Técnicas Sanguíneas - Capítulo 2

Então... vocês curtiram a última edição? Estamos em temporada de NaNoWriMo, e quero muito aproveitar o espírito de loucura coletiva da estação para dar uma adiantada em outros projetos. Estou pensando se vale a pena falar sobre essas amenidades antes de cada capítulo, se é melhor colocar elas no finzinho, ou até mesmo enviar edições extraordinárias em outros dias da semana.

Em todo o caso, fiquem com o meu fiozinho do Twitter sobre o NaNo!

Ainda vou pegar o jeito de ficar fazendo suspense sobre Técnicas Sanguíneas - aquele esquema "no último capítulo aconteceu tal coisa! o que será que vai acontecer hoje???" - mas ainda acho que está cedo pra isso.
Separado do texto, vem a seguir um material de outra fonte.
PR #1954, opened 2024-03-20
Fix sizing test in WebKit

### LINKED ISSUE #1939: Disabled interactive column sizing test on WebKit
# 🧹 Tech Debt

In `packages/nimble-components/src/table/tests/table-column-sizing.spec.ts` the test `sizing table with a horizontal scrollbar does not change column widths until sized beyond current column pixel widths` is being skipped on WebKit because it fails with `Expected 499.984375 to be 500.`

The test either needs to be fixed and re-enabled or an issue filed upstream, e.g. to webkit, and this issue marked blocked.

mollykreis:
# Pull Request

## 🤨 Rationale

Resolves #1939 

## 👩‍💻 Implementation

I updated the test to use sizes that cause the columns to be whole numbers to avoid rounding precision issues as was previously seen. Additionally, the fractional widths now compute to values without repeating decimals, which contributes to the final widths being more consistent across browsers.

## 🧪 Testing

Ran `npm run test-chrome && npm run test-firefox && npm run test-webkit` with the test at hand focused and verified that the test passes in all three browsers

## ✅ Checklist

### DIFF
--- a/change/@ni-nimble-components-f0730b00-2a69-4d06-8241-d97c34bf98b1.json
+++ b/change/@ni-nimble-components-f0730b00-2a69-4d06-8241-d97c34bf98b1.json
@@ -1,0 +1,7 @@
+{
+  "type": "none",
+  "comment": "Fix column sizing test to pass in webkit",
+  "packageName": "@ni/nimble-components",
+  "email": "20542556+mollykreis@users.noreply.github.com",
+  "dependentChangeType": "none"
+}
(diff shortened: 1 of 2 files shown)


mollykreis:

atmgrifter00 (approved):

rajsite:
@jattasNI pretty straightforward so bypassing

rajsite (approved):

Por mais que eu tenha me esforçado com o texto, sei que ele não é perfeito, e antes de lançar uma versão final em ebook há muito espaço para melhoras.

Fiquem aqui com o capítulo dois.

Aviso de conteúdo: esta é uma história de vampiros. Sangue e gente escrota manipuladrora são esperados. Para conseguir o que querem, vampiros vão recorrer a técnicas de coerção e manipulação variando desde gaslighting, ameaças, e violência física e psicológica.

Capítulo 2

— Senhor Daisuke, a senhorita Haruka me mandou levá-lo para conhecer a casa.

— Senhor Daisuke, você não vai ver a senhorita Haruka?

— Senhor Daisuke, o senhor precisa de alguma coisa?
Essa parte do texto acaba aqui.